Mayya Ali Mahmoud, Alkayem Nizar Faisal
Computer and Automatic Control Engineering Department, Faculty of Mechanical and Electrical Engineering, Tishreen University, Lattakia 2230, Syria.
College of Automation and College of Artificial Intelligence, Nanjing University of Posts and Telecommunications, Nanjing 210046, China.
Sensors (Basel). 2024 Dec 19;24(24):8095. doi: 10.3390/s24248095.

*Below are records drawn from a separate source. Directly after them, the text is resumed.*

PR #117, opened 2023-06-26
Feature/subscription overview tabs

ricardovdheijden:
Adding tabs to the subscriptions overview. Every tab sets a fixed filter on the status of the subscriptions.

https://github.com/workfloworchestrator/orchestrator-ui/issues/77


libs/orchestrator-ui-components/src/lib/components/SubscriptionsTabs/getSubscriptionsTabTypeFromString.spec.ts
```diff
@@ -0,0 +1,42 @@
...
+    });
+
+    it('returns TRANSIENT', () => {
+        const result = getSubscriptionsTabTypeFromString(
+            SubscriptionsTabType.TRANSIENT,
+        );
+        expect(result).toEqual(SubscriptionsTabType.TRANSIENT);
+    });
+
+    it('returns ALL', () => {
```
tjeerddie, line 26: also test normal string instead of only `SubscriptionsTabType`, `"all"` should also work right?

libs/orchestrator-ui-components/src/lib/components/SubscriptionsTabs/SubscriptionsTabs.tsx
```diff
@@ -0,0 +1,69 @@
...
+    selectedSubscriptionsTab,
+    onChangeSubscriptionsTab,
+}) => {
+    return (
+        <EuiTabs>
+            {tabs.map(({ id, name }) => (
+                <EuiTab
+                    key={id}
+                    isSelected={id === selectedSubscriptionsTab}
+                    onClick={() => {
```
tjeerddie, line 58: I'd like to keep as much logic out of the template, move it to a const

apps/example-orchestrator-ui/components/Subscriptions/Subscriptions.tsx
```diff
@@ -180,7 +182,11 @@ export const Subscriptions: FC<SubscriptionsProps> = ({
     );
     const queryContainsInvalidParts =
         filterQueryTupleArray?.includes(undefined);
-    const filterBy = filterQueryTupleArray?.filter(isValidQueryPart);
+    const filterBy =
+        filterQueryTupleArray
+            ?.concat([alwaysOnFilter])
+            .filter(isValidQueryPart) ||
+        (alwaysOnFilter ? [alwaysOnFilter] : undefined);
```
tjeerddie, line 189: is this check needed? empty array should basically be the same as undefined.

apps/example-orchestrator-ui/pages/subscriptions/index.tsx
```diff
@@ -74,6 +98,11 @@ export default function SubscriptionsPage() {
                 }}
                 filterQuery={filterQuery}
                 setFilterQuery={setFilterQuery}
+                alwaysOnFilter={
+                    defaultSubscriptionsTabs.find(
```
tjeerddie, line 102: move to a const outside the template.

libs/orchestrator-ui-components/src/lib/components/SubscriptionsTabs/getSubscriptionsTabTypeFromString.spec.ts
ricardovdheijden: You are right, the input must always be a string

apps/example-orchestrator-ui/pages/subscriptions/index.tsx
```diff
@@ -41,22 +51,36 @@ export default function SubscriptionsPage() {
...
         <NoSSR>
             <EuiSpacer />
+
             <EuiPageHeader pageTitle="Subscriptions" />
+            <EuiSpacer size="m" />
+
+            <SubscriptionsTabs
+                tabs={defaultSubscriptionsTabs}
+                selectedSubscriptionsTab={selectedSubscriptionsTab}
+                onChangeSubscriptionsTab={(updatedSubscriptionsTab) => {
```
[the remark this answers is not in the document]
ricardovdheijden: done

apps/example-orchestrator-ui/pages/subscriptions/index.tsx
ricardovdheijden: done

libs/orchestrator-ui-components/src/lib/components/SubscriptionsTabs/SubscriptionsTabs.tsx
ricardovdheijden: done

apps/example-orchestrator-ui/components/Subscriptions/Subscriptions.tsx
tjeerddie: ohh, I see, I do believe it can be improved by removing the special undefined logic. change alwaysOnFilter to have default `alwaysOnFilter=[]` and not be undefined, the backend is fine with an empty array.

tjeerddie: It would be better to change the `alwaysOnFilter` to accept multiple filters

DutchBen (approved):

apps/example-orchestrator-ui/components/Subscriptions/Subscriptions.tsx
ricardovdheijden: done, supporting multiple alwaysOnFilters now too

tjeerddie (approved):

Early identification of concrete cracks and multi-class detection can help to avoid future deformation or collapse in concrete structures. Available traditional detection and methodologies require enormous effort and time. To overcome such difficulties, current vision-based deep learning models can effectively detect and classify various concrete cracks. This study introduces a novel multi-stage deep learning framework for crack detection and type classification. First, the recently developed YOLOV10 model is trained to detect possible defective regions in concrete images. After that, a modified vision transformer (ViT) model is trained to classify concrete images into three main types: normal, simple cracks, and multi-branched cracks. The evaluation process includes feeding concrete test images into the trained YOLOV10 model, identifying the possible defect regions, and finally delivering the detected regions into the trained ViT model, which decides the appropriate crack type of those detected regions. Experiments are conducted using the individual ViT model and the proposed multi-stage framework. To improve the generation ability, multi-source datasets of concrete structures are used. For the classification part, a concrete crack dataset consisting of 12,000 images of three classes is utilized, while for the detection part, a dataset composed of various materials from historical buildings containing 1116 concrete images with their corresponding bounding boxes, is utilized. Results prove that the proposed multi-stage model accurately classifies crack types with 90.67% precision, 90.03% recall, and 90.34% F1-score. The results also show that the proposed model outperforms the individual classification model by 10.9%, 19.99%, and 19.2% for precision, recall, and F1-score, respectively. The proposed multi-stage YOLOV10-ViT model can be integrated into the construction systems which are based on crack materials to obtain early warning of possible future deformation in concrete structures.
早期识别混凝土裂缝和多类别检测有助于避免混凝土结构未来的变形或坍塌。现有的传统检测方法需要耗费大量精力和时间。为克服这些困难,当前基于视觉的深度学习模型能够有效地检测和分类各种混凝土裂缝。本研究引入了一种用于裂缝检测和类型分类的新型多阶段深度学习框架。首先,对最近开发的YOLOV10模型进行训练,以检测混凝土图像中可能存在缺陷的区域。之后,训练一个改进的视觉Transformer(ViT)模型,将混凝土图像分为三种主要类型:正常、简单裂缝和多分支裂缝。评估过程包括将混凝土测试图像输入到训练好的YOLOV10模型中,识别可能的缺陷区域,最后将检测到的区域输入到训练好的ViT模型中,由其确定这些检测区域的适当裂缝类型。使用单独的ViT模型和所提出的多阶段框架进行实验。为提高生成能力,使用了混凝土结构的多源数据集。对于分类部分,使用了一个由三类12000张图像组成的混凝土裂缝数据集,而对于检测部分,使用了一个由历史建筑的各种材料组成的数据集,其中包含1116张混凝土图像及其相应的边界框。结果证明,所提出的多阶段模型以90.67%的精度、90.03%的召回率和90.34%的F1分数准确地对裂缝类型进行了分类。结果还表明,所提出的模型在精度、召回率和F1分数方面分别比单独的分类模型高出10.9%、19.99%和19.2%。所提出的多阶段YOLOV10-ViT模型可以集成到基于裂缝材料的施工系统中,以获得混凝土结构未来可能变形的早期预警。